How to complete this task: Return the following from the records below: each line, word for word, starting with the line that contains "In my code, it" and going on through the line that contains "ContentEntityBase implements TeamInvitationInterfac", with nothing outside that range.

********************

PR #980, opened 2023-11-15
Skipping Functional and FunctionalJavascript test for Hybrid Org

shishir-intelli:
Added check to skip test if the org is Hybrid for Apigee Edge Functional and FunctionalJavascript test cases.


divya-intelli (approved):
LGTM

PR #988, opened 2023-11-21
Added check for field_ui module enabled durning getting field prefix

### LINKED ISSUE #983: Teams lose field values if field_ui is enabled/disabled
## Description
To replicate 
- Start With core field_ui module enabled
- add some fields to the Team entity. 
- Create/edit a team and add a value to the newly created field.
- View team -> value should present
- Disable field_ui module
- view team -> field value has _vanished_
- Re-enable  field_ui module
- view team -> field value has reappeared

Below is the offending code:
_$this->config->get('field_ui.settings')->get('field_prefix');_
Returns a different value depending if field_ui is enabled.

` /**
   * Returns the field UI's field name prefix.
   *
   * @return string
   *   Prefix of the field.
   */
  protected function getFieldPrefix(): string {
    return (string) $this->config->get('field_ui.settings')->get('field_prefix');
  }`

shishir-intelli:
Closes #983 
Added check for field_ui module enabled durning getting field prefix


audave:
This will prevent future errors related to #983, but I can imagine it breaking a lot of existing sites. 

Anyone who currently has field_ui disabled, quite a common setting on productions instances, will find that all their fields will lose data as they are now looking for different attribute name on apigee.

shishir-intelli:
> This will prevent future errors related to #983, but I can imagine it breaking a lot of existing sites.
> 
> Anyone who currently has field_ui disabled, quite a common setting on productions instances, will find that all their fields will lose data as they are now looking for different attribute name on apigee.

@audave,  I agree to what you said,
IMO, we can check if `field_ui` module is enabled, 
If yes, return the field name prefix else check/search for the value `'field_'` in field name, if exists return default value `'field_'` or else return `""`.
Any suggestions?

audave:
The problem is not so much what the prefix is but that it changes depending on the state of a different module.

In my opinion there is no need to account for a prefix at all. This would lead to drupal fields being stored as apigee attributes with the name field_myfieldname - but unless you are looking directly at the management API I don't see why that would be a problem.

Whatever the final solution is, it is probably worth writing an update hook to copy existing data to the new attribute.

shishir-intelli:
We have added a dependency of Field UI module and rolled back the previous changes which will prevent such issues in future.

divya-intelli (approved):
LGTM

audave:
I do not thing this approach is a good idea.

In general the field_ui module is a UI module, its there help you configure fields on your content types (or teams). At almost every place I have worked in the last 12 years it has been disabled in production (and enabled in dev). 

This approach forces people to enable a UI module in production, which they wouldn't otherwise do, and it shouldn't be relevant to the functioning of the apigee module.

Also.

Lots of sites will loose their data when this is implemented. As stated in my previous comment, the problem is that the prefix changes. 

So anyone who currently does not have the field_ui module enabled will have all the field data stored as an apigee attribute field_myfieldname -> After they are forced to enabled the field_ui module as part of this change, this will no longer be the correct attribute name on apigee.

apigee_edge.install
```diff
@@ -389,3 +389,11 @@ function apigee_edge_update_9002() {
   $edge_settings['content']['callbackUrl'] = $new_edge_settings['content']['callbackUrl'];
   $config_storage->write('core.entity_view_display.developer_app.developer_app.default', $edge_settings);
 }
+
+/**
+ * Install Field UI module to maintain dependency.
+ */
+function apigee_edge_update_9003() {
```
mxr576, line 396: The update hook for Drupal 10+ should start with 10.

https://api.drupal.org/api/drupal/core%21lib%21Drupal%21Core%21Extension%21module.api.php/function/hook_update_N/10

(Probably old update hooks should have been removed when 3.x branch started and Drupal core major version was bumped)

shishir-intelli: > The update hook for Drupal 10+ should start with 10.

Thanks! Noted 👍 

> (Probably old update hooks should have been removed when 3.x branch started and Drupal core major version was bumped)

We will take care regarding this next time.

shishir-intelli:
@audave 
> I do not thing this approach is a good idea.
> 
> In general the field_ui module is a UI module, its there help you configure fields on your content types (or teams). At almost every place I have worked in the last 12 years it has been disabled in production (and enabled in dev).
> 
> This approach forces people to enable a UI module in production, which they wouldn't otherwise do, and it shouldn't be relevant to the functioning of the apigee module.
> 
> Also.
> 
> Lots of sites will loose their data when this is implemented. As stated in my previous comment, the problem is that the prefix changes.
> 
> So anyone who currently does not have the field_ui module enabled will have all the field data stored as an apigee attribute field_myfieldname -> After they are forced to enabled the field_ui module as part of this change, this will no longer be the correct attribute name on apigee.

Because in Apigee management UI [Custom attribute name size](https://cloud.google.com/apigee/docs/api-platform/reference/limits) has limits, that is why we remove the prefix to increase the field name size.

Solution (Including the changes in the PR):
We can provide a configurable setting form in Drupal portal to edit the value of the field prefix
(_Ideally updating the original field prefix value in field_ui.settings.yml_),
and set the default prefix value as `field_`, 

So that anyone who currently do not have the `field_ui` module enabled in Drupal and has `field prefix` or `no prefix` already stored in Apigee attribute can manage the field_prefix in Drupal portal through that configurable setting form to prevent data lose when `field_ui` module is forcefully enabled after this changes.

PR #997, opened 2023-11-30
Fix error - Creation of dynamic property $testTokenData is deprecated

shishir-intelli:
Fix error `Creation of dynamic property $testTokenData is deprecated` durning running Apigee X test cases.


divya-intelli (approved):
LGTM

PR #1005, opened 2023-12-08
Fix for Null value compatibility with PHP 8.1 & above

### LINKED ISSUE #972: Null value compatibility with PHP 8.1

kedarkhaire:
Fixes #972


kedarkhaire:
Closing the PR as there wont be bug fixes for 2x only security fixes qould be there.

PR #1011, opened 2023-12-14
Added AppGroup functional test case for team list builder

shishir-intelli:
Added AppGroup functional test case for team list builder


divya-intelli (approved):
LGTM

Issue #998, opened 2023-11-30
Renaming Apigee Edge to Apigee


shishir-intelli:
## Is your feature request related to a problem? Please describe.
Product name has been updated from `Apigee Edge` to `Apigee`.

## Describe the solution you would like
For now, 

- Change title & descriptions in module.info files.
- Change title and descriptions in the Form fields.
- Change title and descriptions in the routes, links, menu etc yml files.
- Change title and descriptions in the classes, methods, properties comments.
- Change in README.md and Contribution.md files.

## Expected Behavior

- Module descriptions are updated.
- Drupal documentation pages are updated.
- Drupal.org module page
- Github README.md files

PR #1020, opened 2024-01-03
Rename form fields  titles and description from Apigee Edge to Apigee

shishir-intelli:
#998 
Rename form fields titles and description from Apigee Edge to Apigee


divya-intelli (approved):
LGTM

Issue #1028, opened 2024-01-17
Repeatedly APIs called durning AppGroup and member edit


shishir-intelli:
## Description
High latency because of multiple API calls happening for edit app groups.

## Apigee Info
Apigee X

shishir-intelli:
We are working on improving the cache mechanism for AppGroup.

PR #1030, opened 2024-01-25
Fix redirection to canonical issue and preventing API calls

shishir-intelli:
#1028 
Fix redirection to canonical issue and preventing API calls which was causing latency.


divya-intelli (approved):
LGTM

PR #1031, opened 2024-01-26
Acceptance link issue when the same mail address due to a case-sensitive error.

vpa24:
When inviting a new member to my team, consider the following example: the user's email is [hello_Word@example.com](mailto:hello_Word@example.com), but I entered [Hello_word@example.com](mailto:Hello_word@example.com). When they click on the acceptance link, they can't join the team due to a **case-sensitive error**.

In my code, it first retrieves the user object using the `user_load_by_mail` function with the recipient's email. If the user object is found, it retrieves the original user's email; otherwise, it obtains the recipient's email.

### DIFF
--- a/modules/apigee_edge_teams/src/Entity/TeamInvitation.php
+++ b/modules/apigee_edge_teams/src/Entity/TeamInvitation.php
@@ -190,7 +190,9 @@ class TeamInvitation extends ContentEntityBase implements TeamInvitationInterfac
    * {@inheritdoc}
    */
   public function getRecipient(): ?string {
-    return $this->get('recipient')->value;
+    $recipientEmail = $this->get('recipient')->value;;
+    $user = user_load_by_mail($recipientEmail);
+    return $user ? $user->getEmail() : $recipientEmail;
   }
 
   /**


modules/apigee_edge_teams/src/Entity/TeamInvitation.php
```diff
@@ -190,7 +190,9 @@ public function setStatus(int $status): TeamInvitationInterface {
    * {@inheritdoc}
    */
   public function getRecipient(): ?string {
-    return $this->get('recipient')->value;
+    $recipientEmail = $this->get('recipient')->value;;
```
mxr576, line 193: There is an extra `;` at the end of the line.

vpa24: Thanks

modules/apigee_edge_teams/src/Entity/TeamInvitation.php
```diff
@@ -190,7 +190,9 @@ public function setStatus(int $status): TeamInvitationInterface {
...
+    $user = user_load_by_mail($recipientEmail);
```
mxr576, line 194: Loading user approach looks quite expensive and if the email server case sensitive then it could also lead to problems.

Case sensitivity is a delicate topic anyway... 

https://www.googlecloudcommunity.com/gc/Apigee/Apigee-Edge-to-Apigee-X-migration-INVALID-ARGUMENT-email-address/m-p/641748/highlight/true#M77284

PR #1034, opened 2024-02-01
Removing TeamInvitationQueryAccessSubscriber for AppGroup member edit/add

shishir-intelli:
#1028 
To prevent unnecessary API calls to AppGroup/Teams listing we are returning the `TeamInvitationQueryAccessSubscriber` for Apigee-X organization because we are storing member information in database tables and no need to query Teams from Apigee.


divya-intelli (approved):
LGTM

********************

Solution for this task:
In my code, it first retrieves the user object using the `user_load_by_mail` function with the recipient's email. If the user object is found, it retrieves the original user's email; otherwise, it obtains the recipient's email.

### DIFF
--- a/modules/apigee_edge_teams/src/Entity/TeamInvitation.php
+++ b/modules/apigee_edge_teams/src/Entity/TeamInvitation.php
@@ -190,7 +190,9 @@ class TeamInvitation extends ContentEntityBase implements TeamInvitationInterfac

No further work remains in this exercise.